The Mudcat Café TM
Thread #104378   Message #2787519
Posted By: Amos
13-Dec-09 - 02:34 PM
Thread Name: BS: Random Traces From All Over
Subject: RE: BS: Random Traces From All Over
Science Daily reports:

Scientists studying how bacteria under stress collectively weigh and initiate different survival strategies say they have gained new insights into how humans make strategic decisions that affect their health, wealth and the fate of others in society.

Their study, recently published in the early online edition of the journal Proceedings of the National Academy of Sciences, was accomplished when the scientists applied the mathematical techniques used in physics to describe the complex interplay of genes and proteins that colonies of bacteria rely upon to initiate different survival strategies during times of environmental stress. Using the mathematical tools of theoretical physics and chemistry to describe complex biological systems is becoming more commonplace in the emerging field of theoretical biological physics.

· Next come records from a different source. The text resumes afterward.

PR #323, opened 2021-04-08
Tidy and refactor the stopgap interpreter

ltratt:
This PR does a fair chunk of mostly-not-very-interesting work to the stopgap interpreter e.g. to make it reflect standard interpreter terminology (https://github.com/softdevteam/yk/commit/15805b0bef0ad1c60b1838d5ea5e6b23dfda84dc) or allocate and clone less memory (https://github.com/softdevteam/yk/commit/6d5157cd8ad4331cd30ff651b4165a09df1dace9). Each commit has, hopefully, adequate motivation attached to it. There's more that could and should be done here, but this feels like enough work to be worth reviewing as-is.

[I tried including a benchmark in https://github.com/softdevteam/yk/commit/dd1f20b8e7496e165a88368c0cf799d472d9951c. I'm not sure if it's measuring what I hoped or not. Either way, it shows no difference before and after this PR, which is a bit disappointing as this PR *should* allocate less memory, but it may be that's an insignificant part of the overall execution time. Profiling and optimising properly are for a future PR.]

### DIFF
--- a/traced/tests/src/stopgap/guard_fail.rs
+++ b/traced/tests/src/stopgap/guard_fail.rs
@@ -1,5 +1,7 @@
 //! Testing the stopgap interpreter via guard failures.
 
+extern crate test;
+use self::test::Bencher;
 use to_untraced::{compile_trace, start_tracing, StopgapInterpreter, TracingKind};
 
 #[test]
@@ -217,4 +219,64 @@ fn trace_looping_nested() {
     let mut args = InterpCtx(0);
     unsafe { ct.execute(&mut args) };
     assert_eq!(args.0, 100);
+}
+
+#[bench]
+fn bench_recursion(b: &mut Bencher) {
+    struct InterpCtx {
+        fail_guard: bool,
+        x: u8,
+    }
+
+    // Test that the SIR interpreter can deal with new recursions after a guard failure.
+    fn rec(i: u8) -> u8 {
+        if i < 100 {
+            return rec(i + 1);
+        } else {
+            return i;
+        }
+    }
+
+    #[interp_step]
+    fn interp_step(ctx: &mut InterpCtx) -> bool {
+        if ctx.fail_guard {
+            ctx.x = rec(ctx.x);
+        } else {
+            ctx.x = rec(ctx.x - 1);
+        }
+        true
+    }
+
+    let mut ctx = InterpCtx {
+        fail_guard: false,
+        x: 101,
+    };
+    #[cfg(tracermode = "hw")]
+    let th = start_tracing(TracingKind::HardwareTracing);
+    #[cfg(tracermode = "sw")]
+    let th = start_tracing(TracingKind::SoftwareTracing);
+    interp_step(&mut ctx);
+    let sir_trace = th.stop_tracing().unwrap();
+    let ct = compile_trace(sir_trace).unwrap();
+    ctx = InterpCtx {
+        fail_guard: false,
+        x: 101,
+    };
+    assert!(unsafe { ct.execute(&mut ctx).is_null() });
+    assert_eq!(ctx.x, 100);
+    b.iter(|| {
+        for _ in 0..10 {
+            // Execute the trace with a context that causes a guard to fail.
+            let mut ctx = InterpCtx {
+                fail_guard: true,
+                x: 0,
+            };
+            let ptr = unsafe { ct.execute(&mut ctx) };
+            assert!(!ptr.is_null());
+            // Check that running the interpreter gets us the correct result.
+            let mut si: StopgapInterpreter = StopgapInterpreter(ptr);
+            unsafe { si.interpret() };
+            assert_eq!(ctx.x, 100);
+        }
+    });
 }
--- a/untraced/yksg/src/lib.rs
+++ b/untraced/yksg/src/lib.rs
@@ -184,14 +184,12 @@ macro_rules! make_binop {
     };
 }
 
-/// An interpreter stack frame, containing allocated memory for the frames locals, and the function
-/// symbol name and basic block index needed by the interpreter to continue interpreting after
-/// returning from a function call.
+/// An interpreter function frame representing the current state of an executing function.
 #[derive(Debug)]
 struct Frame {
-    /// Allocated memory holding live locals.
+    /// This frame's local variables.
     mem: LocalMem,
-    /// The current basic block index of this frame.
+    /// This frame's program counter (which always increments in terms of basic blocks).
     bbidx: ykpack::BasicBlockIndex,
     /// Body of this stack frame.
     body: Arc<Body>,
--- a/untraced/yksg/src/lib.rs
+++ b/untraced/yksg/src/lib.rs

The authors of the new study are theoretical physicists and chemists at the University of California, San Diego's Center for Theoretical Biological Physics, the nation's center for this activity funded by the National Science Foundation, and Tel Aviv University in Israel. They say that how genes are turned on and off in bacteria living under conditions of stress not only shed light on how complex biological systems interact, but provide insights for economists and political scientists applying mathematical models to describe complex human decision making.

"Everyone knows the need to try to postpone important decisions until the last moment but apparently there are simple creatures that do it well and therefore can really teach us -- the bacteria," said Eshel Ben Jacob, a physics professor at Tel Aviv University and a fellow of the Center for Theoretical Biological Physics. He co-authored the study with three other scientists at the center: José Onuchic, a professor of physics at UCSD and a co-director of the center, Peter Wolynes, a professor of physics and chemistry at UCSD and Daniel Schultz, a postdoctoral researcher at UCSD.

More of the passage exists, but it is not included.